With stocks producing fat returns during the past few months, and with risks appearing to diminish as the recession winds down, margin accounts look appealing. Many charge rates of 7% to 8.5% for loans of less than $100,000, and even less for bigger amounts. It’s a lot better than you can do with a credit card. (Use the shopping tool to see card rates.)
For most investors, interest paid on margin loans is tax deductible. And by borrowing against your investments instead of selling them to raise cash, you can benefit if the market keeps going up. Unlike a home equity loan, there are no closing costs or application fees on a margin account.
Margin accounts can present serious risks, but those can be kept under control by keeping loans small relative to the assets you use as collateral.
Margin accounts are set up through your broker, and you’ll have to fill out a questionnaire to show you can handle the risks and understand them. These are revolving-credit accounts, allowing you to borrow any amount up to your limit and pay it back on your own schedule.

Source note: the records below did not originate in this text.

PR #95, opened 2019-05-20
update to MP Metrics 2.0

### LINKED ISSUE #93: update to MP Metrics 2.0
MP Fault Tolerance integrates with MP Metrics. MP Metrics 2.0 has breaking changes. We need to adapt our code to these changes. Such change IMHO deserves a more significant version bump than a micro; at least 2.1.0, or the move to new coordinate scheme.

Ladicek:
Resolves #93

### DIFF
--- a/pom.xml
+++ b/pom.xml
@@ -38,12 +38,12 @@
     <version.javax.interceptor-api>1.2.2</version.javax.interceptor-api>
     <version.mp-fault-tolerance>2.0.1</version.mp-fault-tolerance>
     <version.microprofile-config-api>1.3</version.microprofile-config-api>
-    <version.microprofile-metrics-api>1.1.1</version.microprofile-metrics-api>
+    <version.microprofile-metrics-api>2.0.1</version.microprofile-metrics-api>
     <version.slf4j-simple>1.7.26</version.slf4j-simple>
     <!-- smallrye-config is purely used for testing -->
-    <version.smallrye-config>1.0.0</version.smallrye-config>
+    <version.smallrye-config-1.3>1.0.0</version.smallrye-config-1.3>
     <!-- smallrye-metrics is purely used for testing -->
-    <version.smallrye-metrics>1.1.3</version.smallrye-metrics>
+    <version.smallrye-metrics-2.0>1.1.0</version.smallrye-metrics-2.0>
     <version.opentracing>0.31.0</version.opentracing>
 
     <!-- Used by release plugin to define git tag -->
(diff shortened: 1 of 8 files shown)


Ladicek:
Draft because MP FT TCK needs to be updated: https://github.com/eclipse/microprofile-fault-tolerance/pull/430

jmartisk:
I was just attempting to do exactly this but then I saw that there's a PR already :) Good. It will be needed to be able to update Quarkus and Thorntail to Metrics 2.0.
Is this planned to be in smallrye-fault-tolerance-2.0 version 1.0.0?

Ladicek:
The issue was in the `2.0-1.0.0` milestone, but this PR wasn't. It is now. So yes, this will be in `2.0-1.0.0`.

Ladicek:
When that happens of course depends on MP FT itself. I'll bring it up on today's MP FT call.

pom.xml
```diff
@@ -36,14 +36,14 @@
...
+    <version.mp-fault-tolerance>2.1-SNAPSHOT</version.mp-fault-tolerance>
     <version.microprofile-config-api>1.3</version.microprofile-config-api>
-    <version.microprofile-metrics-api>1.1.1</version.microprofile-metrics-api>
+    <version.microprofile-metrics-api>2.0</version.microprofile-metrics-api>
     <version.slf4j-simple>1.7.26</version.slf4j-simple>
     <!-- smallrye-config is purely used for testing -->
     <version.smallrye-config>1.3.7</version.smallrye-config>
     <!-- smallrye-metrics is purely used for testing -->
-    <version.smallrye-metrics>1.1.3</version.smallrye-metrics>
+    <version.smallrye-metrics-2.0>1.0.0</version.smallrye-metrics-2.0>
```
kenfinnigan: This needs to be 1.1.0 now as it was released today

Ladicek: Good! I wanted to converge on SmallRye Metrics 2.0-1.1.0 anyway, since I hoped it would have eager metrics initialization and thread safety fixes (and indeed it does have both).

kenfinnigan:
Is there an FT release coming or do we update the impl to work with Metrics 2 and ignore TCK for now?

Was there a meeting this week? MP Minutes don't show a meeting since the end of April

Ladicek:
FT release should be coming in 2 weeks, see the Gitter room. In the last few months, FT meetings have been spotty and minutes weren't taken even when the meeting itself did occur.

PR #99, opened 2019-06-17
update to latest SmallRye Parent POM and apply SmallRye code style

Ladicek:


Ladicek:
Most of the time, the autoformatter actually helps (or at least doesn't make things worse), but sometimes, it really is incredibly stupid. I took care of the most glaring offenders, but there are probably places that are now worse than they used to be.

implementation/src/main/java/io/smallrye/faulttolerance/CompositeObservableCommand.java
```diff
@@ -15,40 +15,40 @@
...
 public class CompositeObservableCommand extends HystrixObservableCommand {
 
     public static HystrixObservableCommand<?> create(Callable<? extends CompletionStage<?>> callable,
-                                                     FaultToleranceOperation operation,
-                                                     RetryContext retryContext,
-                                                     ExecutionContextWithInvocationContext ctx,
-                                                     MetricRegistry registry,
-                                                     boolean timeoutEnabled,
-                                                     Supplier<Object> fallback) {
+            FaultToleranceOperation operation,
```
michalszynkiewicz: :( former was nicer. Maybe moving callable to a next line would make it a bit beter.

Ladicek: Yea, it's based on Eclipse :-(

I'm personally ambivalent on indenting formal parameters. I usually do this:

```java
public static HystrixObservableCommand<?> create(Callable<? extends CompletionStage<?>> callable,
        FaultToleranceOperation operation, RetryContext retryContext, ExecutionContextWithInvocationContext ctx,
        MetricRegistry registry, boolean timeoutEnabled, Supplier<Object> fallback) {
    ...
}
```

But I just couldn't go through it all and fix everything I didn't like.

implementation/src/main/java/io/smallrye/faulttolerance/CompositeObservableCommand.java
```diff
@@ -80,40 +80,36 @@ protected CompositeObservableCommand(Callable<? extends CompletionStage<?>> call
...
-        Observable<Object> observable = Observable.create(
-                subscriber -> {
-                    try {
-                        if (registry != null && retryContext != null && retryContext.hasBeenRetried()) {
-                            counterOf(metricsPrefix + MetricNames.RETRY_RETRIES_TOTAL).inc();
-                        }
-                        CompletionStage<?> stage = callable.call();
-                        if (stage == null) {
-                            subscriber.onError(new NullPointerException("A method that should return a CompletionStage returned null"));
+        Observable<Object> observable = Observable.create(subscriber -> {
```
michalszynkiewicz: does the auto-formatter move the argument up?

Ladicek: I did that myself, because otherwise the result #$%^ing horrible :-)

michalszynkiewicz: for me the old form read much easier

Ladicek: I personally much prefer

```java
Observable.create(subscriber -> {
    ...
});
```

over

```java
Observable.create(
    subscriber -> {
    }
);
```

but feel free to run the reformat locally to see the result with original code.

PR #121, opened 2019-10-03
handle MP_Fault_Tolerance_NonFallback_Enabled properly

### LINKED ISSUE #120: Bug with MP_Fault_Tolerance_NonFallback_Enabled
Due to https://github.com/eclipse/microprofile-fault-tolerance/issues/451 the fact the implementation doesn't handle `MP_Fault_Tolerance_NonFallback_Enabled` properly was being hidden.

With the TCK fix, setting `MP_Fault_Tolerance_NonFallback_Enabled` to `false` prevents configuration overrides from enabling specific annotations

kenfinnigan:
Fixes #120

### DIFF
--- a/implementation/src/main/java/io/smallrye/faulttolerance/HystrixCommandInterceptor.java
+++ b/implementation/src/main/java/io/smallrye/faulttolerance/HystrixCommandInterceptor.java
@@ -44,7 +44,6 @@ import javax.interceptor.Interceptor;
 import javax.interceptor.InvocationContext;
 
 import org.eclipse.microprofile.config.Config;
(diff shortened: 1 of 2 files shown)


Ladicek:
I'm just thinking if you perhaps compared strings instead of classes intentionally, because comparing classes failed in Quarkus? If that's the case, and also considering https://github.com/eclipse/microprofile-fault-tolerance/pull/450, I'd say there are some serious classloading bugs in Quarkus itself, as this simply must work.

kenfinnigan:
I've verified that the change still works on Quarkus, not sure why I didn't use the class directly.

In the future, it would be appreciated if you could ask about making changes to the PR before doing them yourself. Thanks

In fact, you generally don’t have to make any payments, as interest can be added to your loan amount. That’s not something to do routinely, as the interest on interest will snowball, but it’s a nice option if you have a bad month. Interest rates float according to market conditions.
There are two loan limits. The first is for loans used to buy more securities in the same account. Generally, the loan amount is limited to half the price paid. The math gets tricky, because securities bought on margin are added to collateral in the account. So brokerages like Charles Schwab (Stock Quote: SCHW) Merrill Lynch (Stock Quote: BAC) and others keep a constant online tally of your loan limits. Typically, you can borrow enough to double the size of your account.
The second limit applies to cash loans that are not used to buy more marginable securities, and therefore will not add new collateral to the account. This limit is lower, typically less than half what you could borrow to buy securities. Once the loan is made, you are subject to a “maintenance margin” that limits the size of your loan relative to the value of the securities in the account. Many firms have a 30% or 40% requirement.
The Securities and Exchange Commission has a good example of how this works. If you started with $8,000 in cash and securities in your account, you might borrow $8,000 to buy securities, increasing the value of your holdings to $16,000. If the value of the securities dropped to $12,000, your “equity,” the value of assets minus the $8,000 loan, would be $4,000. If the firm had a 40% margin requirement, your equity could not fall below $4,800, which is 40% of $12,000.
When equity falls below the minimum, the broker issues a “margin call” requiring that you add cash or securities to raise your equity. If you don’t do this immediately, the broker will sell some of your holdings to pay down the debt. Obviously, this is an unwelcome move, as no one wants to sell when prices are depressed. But you can avoid this problem by keeping the loan amount small. If you borrowed just $25,000 on an account worth $100,000, you wouldn’t face a margin call even if the account lost half its value.